When a family member enters a nursing home or assisted living, it is an emotional and overwhelming time. So, generally, a careful review of the admission contract and related documents is not a top priority. Moreover, potential residents or family members who have concerns about certain provisions assume they have little choice, and the contracts are “take it or leave it.”
Long-term care facilities have historically used their superior bargaining power to limit their liability by including binding arbitration provisions in their admission agreements. In 2016, the Centers for Medicare and Medicaid Services (CMS) issued regulations that prohibited nursing homes from including pre-dispute, binding arbitration agreements in their admission agreements. The regulation was challenged, and a federal court issued a nationwide stay of the regulation. In 2019, CMS revised its regulation to remove the ban on pre-dispute binding arbitration provisions in nursing home admission agreements. Instead, it provided that admission agreements could include binding arbitration clauses as long as the agreement specified that the arbitration clause was voluntary.
The 2019 regulation was also challenged, and enforcement was stayed until the 8th Circuit upheld the regulation in a decision issued Oct. 1, 2021, Northport Health Services of Arkansas v. Dept. of Health & Human Services (8th Cir. 2021).
The Court held that the federal government had the authority to regulate admission practices in facilities that participate in the Medicare and Medicaid programs, including the use of binding arbitration clauses. The regulation (42 C.F.R. § 483.70(n)) provides as follows:
(1) The facility must not require any resident or his or her representative to sign an agreement for binding arbitration as a condition of admission to, or as a requirement to continue to receive care at, the facility and must explicitly inform the resident or his or her representative of his or her right not to sign the agreement as a condition of admission to, or as a requirement to continue to receive care at, the facility.

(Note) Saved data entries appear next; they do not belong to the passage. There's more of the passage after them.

PR #35328, opened 2025-04-28
Fix query block not showing labels

joshenlim:
Realised that our Query Blocks no longer renders the x axis labels (i used to). Traced it down to because it's from `formattedQueryResult` in QueryBlock where it's trying to convert both x and y axis values to numbers, resulting in x axis keys becoming `NaN`

Am also introducing y axis labels cause I think that'll be helpful for easier data visualization

## Before
- In Assistant:
image

- In custom report:
image

## After:
- In Assistant:
image

- In custom report:
image

### DIFF
--- a/apps/studio/components/interfaces/Reports/GridResize.tsx
+++ b/apps/studio/components/interfaces/Reports/GridResize.tsx
@@ -1,5 +1,6 @@
 import RGL, { WidthProvider } from 'react-grid-layout'
 import 'react-grid-layout/css/styles.css'
+import 'react-resizable/css/styles.css'
 import { toast } from 'sonner'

(2) The facility must ensure that: (i) The agreement is explained to the resident and his or her representative in a form and manner that he or she understands, including in a language the resident and his or her representative understands; (ii) The resident or his or her representative acknowledges that he or she understands the agreement; (iii) The agreement provides for the selection of a neutral arbitrator agreed upon by both parties; and (iv) The agreement provides for the selection of a venue that is convenient to both parties.
(3) The agreement must explicitly grant the resident or his or her representative the right to rescind the agreement within 30 calendar days of signing it.
(4) The agreement must explicitly state that neither the resident nor his or her representative is required to sign an agreement for binding arbitration as a condition of admission to, or as a requirement to continue to receive care at, the facility.
(5) The agreement may not contain any language that prohibits or discourages the resident or anyone else from communicating with federal, state, or local officials, including but not limited to, federal and state surveyors, other federal or state health department employees, and representatives of the Office of the State Long-Term Care Ombudsman, in accordance with § 483.10(k).
(6) When the facility and a resident resolve a dispute through arbitration, a copy of the signed agreement for binding arbitration and the arbitrator’s final decision must be retained by the facility for five years after the resolution of that dispute and be available for inspection upon request by CMS or its designee.
Arbitration clauses are unlikely to disappear from long term care agreements, but this decision means that they must include clear direction regarding the voluntary nature of the clause. This should help residents and families make thoughtful choices about their rights.